Eighteen months before Case 1, another brother (20 years old, ASA 1; Case 2) of Patient 1 had undergone knee arthroplasty at our hospital. We reviewed this patient's medical record and verified details in a telephone conversation with him. Spinal anesthesia had been performed in the sitting position, with a midline approach at the L3–L4 interspace and with 2.4 mL 0.5% hyperbaric bupivacaine administered successfully via a 27-gauge Quincke needle on first attempt. There was no decrease in the intensity of both motor and sensory block in the first 26 hours. Maximum block height was T-8. Regression of pinprick, touch, and cold were also prolonged. The procedure was uneventful but discharge was delayed for 30 hours because of prolonged motor blockade of the patient's lower extremities. Magnetic resonance imaging was normal and the patient was ultimately discharged without problem after the motor and sensory blockade resolved spontaneously.

Approximately 2 years before Case 1, the other brother of Patient 1 (a 21-year-old ASA I patient at the time; Case 3) had undergone knee arthroplasty at another center. We obtained information about this case from Patient 1 and in a telephone conversation with Patient 3. No specifics regarding the drugs or equipment used were available; however, this brother had also undergone spinal anesthesia and there were no unexpected events during the procedure. His discharge was delayed approximately 48 hours because of motor and sensory blockade of the lower extremities. We offered to perform magnetic resonance imaging, but the patient did not accept it.

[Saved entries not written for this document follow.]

PR #94, opened 2024-02-19
Add tree base navigation UI

bloodearnest:
- minimal functional implementation, not pretty
 - uses <details>, so no js needed
 - can switch at run time to test, but defaults to new UI

In order for the template to be able to know if the current item in the
tree is, or is a parent of, the currently selected path, I added the
ability to designate a currently selected path to PathItem, as we can't
express that logic cleanly in the DTL.

Note: supporting both UIs behind a feature flag intended to be short
lived, so that code should be deleted soon.

### DIFF
--- a/airlock/file_browser_api.py
+++ b/airlock/file_browser_api.py
@@ -21,6 +21,11 @@ class PathItem:
     container: AirlockContainer
     relpath: pathlib.Path
 
+    # The currently selected view path in this container.  Used to calculate if
+    # how relpath relates to it, i.e. if relpath *is* the currently selected
+    # path, or is one of its parents.
+    selected: pathlib.Path = None
+
     def __post_init__(self):
         # ensure relpath is a Path
         object.__setattr__(self, "relpath", pathlib.Path(self.relpath))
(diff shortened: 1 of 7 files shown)


bloodearnest:
image

airlock/file_browser_api.py
```diff
@@ -21,6 +21,10 @@ class PathItem:
     container: AirlockContainer
     relpath: pathlib.Path
 
+    # The currently selected path in this container is current the selected.
```
rebkwok, line 24: Something's mangled in this comment

airlock/file_browser_api.py
```diff
@@ -21,6 +21,10 @@ class PathItem:
...
+    # Used to calculate if how relpath relates to it.
```
rebkwok, line 25: And this one :)

airlock/file_browser_api.py
```diff
@@ -21,6 +21,10 @@ class PathItem:
...
+    selected: pathlib.Path = None
```
rebkwok, line 26: Should/can selected be an attribute of the container rather than this PathItem? It doesn't feel like a PathItem should be holding information about the selected path in its container.

airlock/views.py
```diff
@@ -210,8 +227,9 @@ def request_view(request, request_id: str, path: str = ""):
     )
 
     context = {
-        "workspace": release_request.workspace,
+        "workspace": api.get_workspace(release_request.workspace),
```
rebkwok, line 230: I fixed this too, in a PR on Friday. I guess it can be closed in favour of this one

rebkwok (approved):
LGTM. Some comments need updating and a question about where the selected path should live but I don't have very strong opinions either way

airlock/file_browser_api.py
bloodearnest: blargl, mondays, will fix

airlock/views.py
bloodearnest: ah, yeah, I approved it I think. This was just a drive by, lets merge yours

airlock/file_browser_api.py
bloodearnest: I did wonder that, but what path is currently selected is not something the Workspace or ReleaseRequest cares about - its temporary UI state, its never persisted in any way.

And PathItem is designed to be that UI focussed object, so I do think it is in the right place.
I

We first speculated that prolonged motor and sensory blockade after spinal anesthesia in this family could be from complications of the procedure; however, the genetic factors may be involved in some way. In cases with prolonged block, the differential diagnosis should include hematoma formation secondary to spinal intervention, cauda equina syndrome, transient radicular irritation (TRI), and anterior spinal artery syndrome.⁵ There was no pain, paresthesia, or hemorrhage during the insertion of the spinal needle, and spinal puncture was successful at the first attempt in our case. Thus, development of hematoma or nerve damage because of needle insertion was unlikely. Moreover, the patient did not develop low blood pressure that would decrease blood flow, nor had been administered intravenous vasopressor drugs. Considering the height of the patient, the bupivacaine and opioid doses used were in accordance with the suggested doses in the literature. No other neurological symptoms or signs developed in conjunction with prolonged sensory and motor block in the postoperative period in our patient. Transient neurological symptoms (TNS) and TRI are terms used to describe bilateral pain in the lower back or buttocks and/or radiating down the lower extremities that develop after recovery from spinal anesthesia. They are not accompanied by any motor, sensory, or sphincter dysfunction or signs of meningeal irritation.⁶ Cauda equina syndrome and TRI are associated with accompanying vascular conditions, old age, epinephrine, or hyperbaric bupivacaine use, and the lithotomy position in patients undergoing spinal anesthesia. The causative mechanism is suggested to be nerve cell membrane damage and neuronal injury because of the high concentrations of local anesthetics.⁵ We did not detect any additional neurological symptom or sign in our case that could be associated with the aforementioned pathologies.

We believe that genetic factors deserve further consideration in such cases. Future studies and case reports are warranted to elucidate the etiology and to identify potential contributing factors.